*LISTED RECORDS*.
PR #208, opened 2022-12-13
InPlayer subscriptions

kmitrovv:
## Description

This PR is a starting point of the subscriptions flow.
All the subscription connected changes will be merged here.

### Steps completed:

- [x] Acceptance criteria met
- [ ] Unit tests added
- [ ] Translations added
- [x] UX tested
- [x] Reviewed own code


src/components/Account/Account.tsx
```diff
@@ -232,7 +232,7 @@ const Account = ({ panelClassName, panelHeaderClassName, canUpdateEmail = true }
         formSection({
           label: t('account.terms_and_tracking'),
           saveButton: t('account.update_consents'),
-          onSubmit: (values) => updateConsents(formatConsentsFromValues(publisherConsents, values)),
+          onSubmit: async (values) => await updateConsents(formatConsentsFromValues(publisherConsents, values)),
```
budzworthy:
```suggestion
          onSubmit: (values) => updateConsents(formatConsentsFromValues(publisherConsents, values)),
```

src/stores/AccountController.ts
```diff
@@ -218,6 +218,7 @@ export const register = async (email: string, password: string) => {
       await updatePersonalShelves();
     }
   });
+  useAccountStore.setState({ loading: true });
```
```suggestion
```

src/services/inplayer.notifications.service.ts
```diff
@@ -0,0 +1,59 @@
...
+  SUBSCRIBE_SUCCESS = 'subscribe.success',
+  SUBSCRIBE_FAILED = 'subscribe.failed',
+  PAYMENT_CARD_SUCCESS = 'payment.card.success',
+  PAYMENT_CARD_FAILED = 'payment.card.failed',
+  PAYMENT_CARD_REQUIRES_ACTION = 'payment.card.requires.action',
+  ACCOUNT_LOGOUT = 'account.logout',
+}
+
+const handleLogout = async () => {
+  await logout();
```
budzworthy: Do we expect these methods to grow in the future?  If not, why not just call `logout` and `reloadActiveSubscription` directly?

kmitrovv: If they are called directly it throws an error saying something like `trying to call before initialise`.... however this file will be updated, more of them are like placeholders just so we have the idea how it will work.

src/services/inplayer.notifications.service.ts
```diff
@@ -0,0 +1,59 @@
...
+  [NotificationsTypes.PAYMENT_CARD_REQUIRES_ACTION]: [handleActionStep],
+  [NotificationsTypes.ACCOUNT_LOGOUT]: [handleLogout],
+};
+
+export const subscribeToNotifications = (uuid: string = '') => {
+  if (!InPlayer.Notifications.isSubscribed()) {
+    InPlayer.subscribe(uuid, {
+      onMessage: function (message) {
+        const notification = JSON.parse(message) as Notification;
+        notifications[notification.type]?.forEach((handler) => {
```
budzworthy: Do we really anticipate needing multiple handlers per message type?

budzworthy (commented):
Having notifications as a service is breaking some of our conventions. Services generally shouldn't reference other services (with the exception of the cleeng service, which should really be renamed to cleeng client.)  Also, services definitely shouldn't call controllers (though controllers can call other controllers.)

I think that it would make sense to add a `subscribeToNotifications` method to the inplayer account service and call it from the AccountController as part of the register and login methods there. The `NotificationsTypes` enum can be part of the global types, but the mapping between InPlayer specific strings and the enum should be encapsulated in the account service, so that the input to `InplayerAccountService.subscribeToNotifications` is either a callback with the enum as an arg or a dictionary of enum values to methods.

src/services/inplayer.notifications.service.ts
kmitrovv: I think we will need it for the sca payment flow.

budzworthy: Can't there just be multiple things done in a single method?  Instead of `[doThis, doThat, doTheOtherThing]`, just have 1 method `doAll() {doThis(); doThat(); doTheOtherThing();}`

budzworthy:
The credit card logos should probably go in `public/images` instead of `images/` in the root. The latter is only used for documentation images at the moment and I don't want to mix up doc images with code images.

budzworthy:
Another file comment that it won't let me comment on. I just noticed that yarn.lock switched from yarn to npm at some point. Was this intentional? If so, let's discuss, otherwise please revert.

src/components/CreditCardCVCField/CreditCardCVCField.tsx
```diff
@@ -0,0 +1,37 @@
...
+
+type Props = {
+  onChange?: React.ChangeEventHandler<HTMLInputElement>;
+  onBlur?: React.FocusEventHandler<HTMLInputElement>;
+  error?: string;
+  value?: string;
+};
+
+const CreditCardCVCField: React.FC<Props> = ({ value, onChange, error, ...props }: Props) => {
+  const formatCVC: React.ChangeEventHandler<HTMLInputElement> = (e) => {
```
budzworthy, line 13: Should this use useCallback?

src/components/CreditCardExpiryField/CreditCardExpiryField.tsx
```diff
@@ -0,0 +1,52 @@
...
+      label={`Expiry date`}
+      {...props}
+      name="cardExpiry"
+      value={value}
+      error={!!error}
+      helperText={error ? error : null}
+      onChange={formatExpirationDate}
+      type="text"
+      pattern="\d*"
+      placeholder="dd/mm"
```
budzworthy: Should probably be mm/yy

src/components/CreditCardCVCField/__snapshots__/PasswordField.test.tsx.snap
```diff
@@ -0,0 +1,57 @@
+// Vitest Snapshot v1
```
budzworthy: Where did this file come from?

src/components/CreditCardExpiryField/__snapshots__/PasswordField.test.tsx.snap
```diff
@@ -0,0 +1,57 @@
+// Vitest Snapshot v1
```
budzworthy: Where did this file come from?

src/components/CreditCardNumberField/CreditCardNumberField.tsx
```diff
@@ -0,0 +1,84 @@
...
+  const { t } = useTranslation('account');
+  const [cardIssuer, setCardIssuer] = useState<JSX.Element | null>(null);
+
+  const formatCreditCardNumber: React.ChangeEventHandler<HTMLInputElement> = (e) => {
+    const issuer = Payment.fns.cardType(e.target?.value);
+    const clearValue = e.target?.value.replace(/\D+/g, '');
+
+    let nextValue;
+    setCardIssuer(
+      cardIssuers?.[issuer] ? (
```
budzworthy, line 38: Might be nice to have a fallback here if issuer not found

src/components/CreditCardCVCField/CreditCardCVCField.tsx
```diff
@@ -0,0 +1,37 @@
...
+    const clearValue = e.target.value.replace(/\D+/g, '');
+    if (onChange) {
+      e.target.value = clearValue.slice(0, 4);
```
budzworthy, line 16: Would be nice to have an input here for max length.  If the card number is already set and we know it's a 3 digit cvc, it can avoid some user errors.

src/components/CreditCardCVCField/CreditCardCVCField.tsx
```diff
@@ -0,0 +1,37 @@
...
+      onChange(e);
+    }
+  };
+  return (
+    <TextField
```
budzworthy, line 21: For this and all the other fields, I suggest also connecting the minlength, maxlength, and format html props to the appropriate values.

src/components/CreditCardNumberField/CreditCardNumberField.tsx
```diff
@@ -0,0 +1,84 @@
...
+  return (
+    <TextField
+      value={value}
+      name="cardNumber"
+      label={`Card number`}
+      onChange={formatCreditCardNumber}
+      onBlur={onBlur}
+      error={!!error}
+      helperText={error ? error : null}
+      pattern="\d*"
```
budzworthy, line 72: Shouldn't pattern match the whitespace delimitation done in lines 47-56?

src/components/CreditCardExpiryField/CreditCardExpiryField.tsx
```diff
@@ -0,0 +1,52 @@
...
+    <TextField
+      label={`Expiry date`}
+      {...props}
+      name="cardExpiry"
+      value={value}
+      error={!!error}
+      helperText={error ? error : null}
+      onChange={formatExpirationDate}
+      type="text"
+      pattern="\d*"
```
budzworthy: Shouldn't pattern be something like `[0-1][0-9]/[0-9]{2}`?

src/components/CreditCardNumberField/__snapshots__/PasswordField.test.tsx.snap
```diff
@@ -0,0 +1,57 @@
+// Vitest Snapshot v1
```
budzworthy: Again, not sure where the password snapshot came from

src/components/PasswordField/PasswordField.module.scss
```diff
@@ -1,90 +0,0 @@
-@use 'src/styles/variables';
```
budzworthy, line 1: Is this file not needed anymore?

src/components/PaymentForm/PaymentForm.tsx
```diff
@@ -0,0 +1,63 @@
...
+import CreditCardNumberField from '../CreditCardNumberField/CreditCardNumberField';
+import TextField from '../TextField/TextField';
+
+import styles from './PaymentForm.module.scss';
+
+import type { GenericFormValues } from '#types/form';
+import type { CardPaymentData } from '#types/checkout';
+
+type Props = {
+  paymentDataForm?: CardPaymentData & GenericFormValues;
```
budzworthy: Can this just be CardPaymentData? What is the GenericFormValues giving you?

src/components/PaymentForm/PaymentForm.tsx
```diff
@@ -0,0 +1,63 @@
...
+};
+
+const PaymentForm: React.FC<Props> = ({ paymentDataForm }) => {
+  return (
+    <div className={styles.paymentForm}>
+      <div>
+        <TextField
+          label="Cardholder name"
```
budzworthy, line 66: Missing translation

src/hooks/useNotifications.ts
```diff
@@ -0,0 +1,52 @@
...
+const useNotifications = () => {
+  const navigate = useNavigate();
+  const location = useLocation();
+  const notification = useNotificationStore((state) => state);
+
+  useEffect(() => {
+    switch (notification.type) {
+      case NotificationsTypes.FAILED:
+      case NotificationsTypes.SUBSCRIBE_FAILED:
+        navigate(
```
budzworthy: Is there a risk here that notifications might be delayed?  Example, I try to make a payment and it fails, but I don't get the failure notification right away.  Then I go back to browsing or finish payment via paypal or something. Then a few minutes later a delayed notification come in and appends new query params to the page?

src/hooks/useNotifications.ts
```diff
@@ -0,0 +1,52 @@
...
+          addQueryParams(window.location.href, {
```
budzworthy: Would be cleaner to use the `useSearchParams` hook to only modify the query params

src/hooks/useNotifications.ts
```diff
@@ -0,0 +1,52 @@
...
+        break;
+      default:
+        break;
+    }
+  }, [notification]);
+
+  return notification;
+};
+
+export default useNotifications;
```
budzworthy: After seeing this whole implementation and thinking a bit more about the architecture, I'm a little bit worried about the global notification mechanism and delayed or mis-ordered notifications.

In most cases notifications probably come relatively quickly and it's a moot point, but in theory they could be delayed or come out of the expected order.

*EXERCISE DESCRIPTION*. Search the data above for the word "navigate" and show every line that has it.

*REPLY*.
+  const navigate = useNavigate();
+        navigate(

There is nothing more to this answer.